Mesoblast Limited, a leader in cellular medicine for inflammatory conditions, has revealed that the US FDA has awarded their allogeneic stromal cell therapy, Revascor (rexlemestrocel-L), the Regenerative Medicine Advanced Therapy (RMAT) designation. This follows promising outcomes from a trial centered on children with Hypoplastic Left Heart Syndrome (HLHS), a serious congenital cardiac defect.
“We express our gratitude towards the FDA for acknowledging the promise of Revascor with both RMAT and Rare Pediatric Disease designations,” asserted Silviu Itescu, CEO of Mesoblast. “This recognition underscores the potential of our therapy to dramatically affect the long-term health of critically ill young patients.”

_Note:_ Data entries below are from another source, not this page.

PR #1320, opened 2025-10-24
fix: honor `pgbackrest_archive_command` for `archive_command` in `patroni.yaml`

pat-s:
This is currently broken (and according to my backup history since ~ 2 months).

With the following config

```yaml
pgbackrest_install: true
pgbackrest_repo_type: 's3'
pgbackrest_archive_command: 'pgbackrest --stanza={{ pgbackrest_stanza }} archive-push %p'
[...]
```

the `bootstrap.dcs.postgresql.parameters.archive_command` option in `patroni.yml` was still set to the default `cd .`. This caused all `pgbackrest` cron runs to fail.

Maybe there is a better way to fix this, but the following patch works.

### DIFF
--- a/automation/roles/patroni/tasks/config.yml
+++ b/automation/roles/patroni/tasks/config.yml
@@ -1,5 +1,34 @@
 ---
 # Patroni configure
+
+# Ensure archive_command is set correctly for pgbackrest (same logic as pre_checks/pgbackrest.yml)
+- name: "pgBackRest | Ensure 'archive_command' is set to '{{ pgbackrest_archive_command | default('') }}'"
+  ansible.builtin.set_fact:
+    postgresql_parameters: >-
+      {{ postgresql_parameters | rejectattr('option', 'equalto', 'archive_command') | list
+      + [{'option': 'archive_command', 'value': pgbackrest_archive_command}] }}
+  vars:
+    archive_command_item: "{{ postgresql_parameters | selectattr('option', 'equalto', 'archive_command') | list | last }}"
+  when:
+    - pgbackrest_install is defined
+    - pgbackrest_install | bool
+    - archive_command_item is undefined or archive_command_item.value != pgbackrest_archive_command
+  tags: patroni, patroni_conf
+
+# Ensure archive_command is set correctly for wal-g (same logic as pre_checks/wal_g.yml)
+- name: "WAL-G | Ensure 'archive_command' is set to '{{ wal_g_archive_command | default('') }}'"
+  ansible.builtin.set_fact:
+    postgresql_parameters: >-
+      {{ postgresql_parameters | rejectattr('option', 'equalto', 'archive_command') | list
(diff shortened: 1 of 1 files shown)


vitabaks:
it is assumed that the user will specify the desired archive_command in the postgresql_parameters variable, example:

```yaml
postgresql_parameters:
  - { option: "archive_command", value: "{{ pgbackrest_archive_command }}" }
  - ...
```

But if he didn't do it explicitly, then we substitute him at the pre-checks level - https://github.com/vitabaks/autobase/blob/2.4.1/automation/roles/pre_checks/tasks/pgbackrest.yml

automation/roles/patroni/tasks/config.yml
```diff
@@ -1,5 +1,34 @@
 ---
 # Patroni configure
+
+# Ensure archive_command is set correctly for pgbackrest (same logic as pre_checks/pgbackrest.yml)
```
vitabaks, line 4: I don't quite understand why we should duplicate the logic here, because we are already set archive_command in pre_checks role.

pat-s:
> it is assumed that the user will specify the desired archive_command in the postgresql_parameters variable

Ah! Though I am not sure if this is best approach:

- Doing so is non-intuitive, especially if there are dedicated `pgbackrest_*` vars available including the `pgbackrest_archive_command`
- `pgbackrest_archive_command` seems to be a no-op right now. If it shouldn't be used at all, it should be removed.

I personally try to avoid setting `postgresql_parameters` as it requires adding the full default definition into my group_vars, as otherwise these params aren't set anymore. However, this also means I can't easily spot anymore which of these I've now actually changed and which ones are defaults. This is a known issue with (long) variable list definitions in Ansible.

From a user PoV, I'd highly prefer `pgbackrest_archive_command` being respected (if set). This is what this PR is doing. 
I see it duplicates code in some ways but in the end it just ensure a proper use of the var in the first place. Maybe there are better ways but I don't think the current way is a good approach in the longterm.

vitabaks:
I'm thinking of adding a `postgresql_archive_command` variable that will dynamically substitute a value based on which backup tool is being used, and use this variable as the value of the archive_command option.

pat-s:
That might be an option yes. From a user PoV, I'd be happy not having to set `postgresql_archive_command` or `pgbackrest_archive_command` unless I really want to put something modified there.

The best would be to have a default for backups in place and even when deciding for another tool, only having to use `<tool name>_enabled: true` or similar to use it.

pat-s:
@vitabaks Are there any plans to move forward here or find a different solution? This issue requires me to run on a branch as otherwise my backups aren't functional.

vitabaks:
Yes, I'll do it.

vitabaks:
https://github.com/vitabaks/autobase/pull/1362

@pat-s please check.

vitabaks:
Done.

Earlier this year, Revascor also attained Rare Pediatric Disease Designation (RPDD) and Orphan-Drug Designation (ODD) for HLHS treatment. RPDD underscores the life-threatening nature of conditions affecting individuals from birth to 18 years and recognizes rare diseases or conditions. Upon FDA approval for its Biologic License Application (BLA), Mesoblast might obtain a Priority Review Voucher (PRV), which could either be utilized for marketing or sold to another entity.
RMAT designations serve to fast-track the development of therapies targeting severe diseases with an unmet medical need, similar to the benefits provided under Breakthrough and Fast Track statuses.
The outcomes from a prospective trial involving Revascor against a placebo, involving US children with HLHS, will appear in a December 2023 issue of The Journal of Thoracic and Cardiovascular Surgery Open (JTCVS Open). The trial involved 19 children, revealing that a single administration of Revascor led to substantial increases in left ventricular volumes over 12 months compared to controls.
These enhancements are crucial for the growth of the underdeveloped left ventricle, enabling successful full biventricular conversion, an essential surgical outcome that supports healthier circulatory functionality. Without this conversion, the right heart bears excessive load, leading to increased heart failure risks.
HLHS is a severe heart defect where the heart’s left side remains underdeveloped, impairing efficient blood pumping. Without prompt postnatal surgery, the prognosis is bleak, with HLHS contributing significantly to neonatal cardiac fatalities. A two-ventricle anatomical repair remains the ideal remedy but is often hindered by the limited developmental growth of the left ventricle.
Revascor consists of immunoselected and cultured mesenchymal precursor cells, which have demonstrated various therapeutic actions. In adults with heart failure, trials revealed Revascor’s potential to enhance LV systolic function, notably benefiting those with heart failure linked to ischemia and inflammation.